Yu Sing, Pelopor Gerakan Arsitek Rumah Murah Indonesia
Dalam Sekejap Langsung Dapat 80 Klien
JAKARTA,SNOL NUANSA alam terasa begitu kental di ruangan 8 x 10 meter itu. Kayu dan bambu tampak mendominasi bagian atap, dinding, lantai, hingga perabotan di dalamnya. Letak jendela dan ventilasi yang apik seolah mempersilakan cahaya dari luar masuk menerangi ruangan tanpa harus menyalakan lampu. Begitu pula angin semilir yang menyelusup di celah-celah bilik bambu, menyejukkan ruangan tak ber-AC itu.
Di luar, dedaunan dan batang bambu menari dibelai angin. “Mestinya semua rumah bisa menghadirkan sensasi seperti ini,” ujar Yu Sing saat ditemui Jawa Pos Rabu pekan lalu (24/7).

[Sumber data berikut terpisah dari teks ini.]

PR #5735, opened 2021-01-18
[luci] Introduce TypeMapper

mhs4670go:
This commit introduces TypeMapper to luci.

Sometimes, we need to use switch-case even if we use template because `CircleConst` methods needs explicit loco data type. Maybe this `TypeMapper` makes it easy to generalize these functions.

```cxx
template <typename T /* plain type */>
void foo(T v, luci::CircleConst c)
{
  assert(luci::TypeMapper<T>::get() == c->dtype());
  c->at<luci::TypeMapper<T>::get()>(0) = v;
  ...
}

```

### DIFF
--- a/compiler/luci/pass/src/helpers/TypeMapper.h
+++ b/compiler/luci/pass/src/helpers/TypeMapper.h
@@ -39,9 +39,39 @@ template <> struct TypeMapper<uint8_t>
   static constexpr loco::DataType get() { return loco::DataType::U8; }
 };
 
+template <> struct TypeMapper<uint16_t>
+{
+  static constexpr loco::DataType get() { return loco::DataType::U16; }
+};
+
+template <> struct TypeMapper<uint32_t>
+{
+  static constexpr loco::DataType get() { return loco::DataType::U32; }
+};
+
+template <> struct TypeMapper<uint64_t>
+{
+  static constexpr loco::DataType get() { return loco::DataType::U64; }
+};
+
+template <> struct TypeMapper<int8_t>
+{
+  static constexpr loco::DataType get() { return loco::DataType::S8; }
+};
+
 template <> struct TypeMapper<int16_t>
 {
   static constexpr loco::DataType get() { return loco::DataType::S16; }
+};
+
+template <> struct TypeMapper<int32_t>
+{
+  static constexpr loco::DataType get() { return loco::DataType::S32; }
+};
+
+template <> struct TypeMapper<int64_t>
+{
+  static constexpr loco::DataType get() { return loco::DataType::S64; }
 };
 
 } // namespace luci
--- a/compiler/luci/pass/src/helpers/TypeMapper.h
+++ b/compiler/luci/pass/src/helpers/TypeMapper.h
@@ -1,0 +1,47 @@
+/*
+ * Copyright (c) 2021 Samsung Electronics Co., Ltd. All Rights Reserved
+ *
+ * Licensed under the Apache License, Version 2.0 (the "License");
+ * you may not use this file except in compliance with the License.
+ * You may obtain a copy of the License at
+ *
+ *    http://www.apache.org/licenses/LICENSE-2.0
+ *
+ * Unless required by applicable law or agreed to in writing, software
+ * distributed under the License is distributed on an "AS IS" BASIS,
+ * WITHOUT WARRANTIES OR CONDITIONS OF ANY KIND, either express or implied.
+ * See the License for the specific language governing permissions and
+ * limitations under the License.
+ */
+
+#include <loco/IR/DataType.h>
+
+#include <cstdint>
+
+namespace luci
+{
+
+/**
+ * @brief TypeMapper maps between c++ primitive data type and loco::DataType.
+ */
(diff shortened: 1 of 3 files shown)


seanshpark:
Change seems OK. Where can I see applied codes?

mhs4670go:
@seanshpark For example, you may see `ResolveCustomOpMatMulPass.cpp`.
https://github.com/Samsung/ONE/blob/1e68ce706c32716044ac1543a2ec02e84b6a5296/compiler/luci/pass/src/ResolveCustomOpMatMulPass.cpp#L47-L71

This will be like this.
```cxx
...
node->size<luci::TypeMapper<T>::get()>(size);
for (uint32_t i = 0; i < values.size(); ++i)
  node->at<luci::TypeMapper<T>::get()>(i) = values[i];
...
```

seanshpark:
@mhs4670go , so you don't have any draft that uses this change?
If you want to land this change, could you prepare a DRAFT and see for yourself?

mhs4670go:
Draft: #5735

mhs4670go:
Actually, when I see https://github.com/Samsung/ONE/pull/5699#discussion_r558092350, I wanted to generalize that function like this.
```cxx
template <typename T> bool is_scalar_with_value(luci::CircleConst *node, T val)
{
  if (node->dtype() != luci::TypeMapper<T>::get())
    return false;
  if (node->rank() != 0)
    return false;
  if (node->size<luci::TypeMapper<T>::get()>() != 1)
    return false;
  if (node->at<luci::TypeMapper<T>::get()>(0) != static_cast<T>(val))
    return false;

  return true;
}
```

jinevening:
When I implement template functions with `loco::DataType`, I hoped that there exists a way to do conversion between native types and `loco::DataType`.  This is exactly what I wanted 👍

llFreetimell:
@mhs4670go Code itself looks fine to me but just one suggestion! How about adding this to `loco` ? Just for me, it seems okay because it is only related with `loco::DataType`, not `luci` :D

seanshpark:
> How about adding this to loco ? 

@parjong , any comments?

seanshpark:
> How about adding this to loco ?

My thought is that we can move to _loco_ when we are confident; there are several good usages and seems stable.

seanshpark:
@jinevening ,

>  I hoped that there exists a way to do conversion between native types and loco::DataType

This is for `CircleConst` content data conversion? or just `loco::DataType` <--> `circle::TensorType` type conversion?

jinevening:
> Is this CircleConst content data conversion? or just loco::DataType <--> circle::TensorType type conversion?

I think this can be used not only for accessing CircleConst contents but also in any case where type conversion from native type to loco::DataType is necessary. @mhs4670go Am I right?

mhs4670go:
@jinevening You're right. There could be many use cases.
@llFreetimell That would be good. It's up to @parjong :)

seanshpark:
> Draft: #5735

This is 5735

mhs4670go:
@seanshpark It's a mistake.. Draft is #5740

compiler/luci/pass/src/helpers/TypeMapper.h
```diff
@@ -0,0 +1,47 @@
...
+
+#include <loco/IR/DataType.h>
+
+#include <cstdint>
+
+namespace luci
+{
+
+/**
+ * @brief TypeMapper maps between plain type and loco::DataType.
```
seanshpark, line 25: maybe `plain type`  -> `c++ primitive data type` ?

jinevening (dismissed):
LGTM

(optional) It would be better to add more data types (at least for int32 and int64) to reduce future works.

compiler/luci/pass/src/helpers/TypeMapper.test.cpp
```diff
@@ -0,0 +1,33 @@
...
+TEST(TypeMapperTest, simple_test)
+{
+  EXPECT_EQ(loco::DataType::FLOAT32, luci::TypeMapper<float>::get());
+  EXPECT_EQ(loco::DataType::U8, luci::TypeMapper<uint8_t>::get());
+  EXPECT_EQ(loco::DataType::S16, luci::TypeMapper<int16_t>::get());
+}
+
+TEST(TypeMapperTest, wrong_condition_NEG)
+{
+  EXPECT_EQ(loco::DataType::Unknown, luci::TypeMapper<double>::get());
```
llFreetimell, line 32: If `TypeMapper<double>` is implemented in the future, this test can be failed.
How about this?
```suggestion
  EXPECT_EQ(loco::DataType::Unknown, luci::TypeMapper<char>::get());
```

mhs4670go: @llFreetimell Actually, I think it is unlikely that `double` will be introduced just as much as `char`. There is FLOAT64 just like there is INT 8. But I'll modify it for more safety.

llFreetimell (approved):
LGTM

jinevening (approved):
LGTM

seanshpark (approved):
LGTM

Itulah gambaran kantor Studio Akanoma yang dikelilingi kebun bambu. Letaknya agak terpencil. Dari jalan aspal di Kecamatan Padalarang, Kabupaten Bandung Barat, masih masuk sekitar 1,5 kilometer melalui jalan pedesaan. Lalu naik ke perbukitan.
Akanoma adalah singkatan dari Akar dan Anomali. Akar merujuk pada makna potensi alam dan persoalan mendasar yang dihadapi manusia. Anomali menggambarkan sosoknya yang tidak ingin larut dalam arus besar (mainstream) dunia arsitektur.
Di tempat itulah pria kelahiran Bandung, 5 Juli 1976, tersebut memupuk idealismenya sebagai seorang arsitek. Idealisme itu tumbuh dan berkembang, membuahkan berbagai program seperti Desain Rumah Murah dan Papan untuk Semua.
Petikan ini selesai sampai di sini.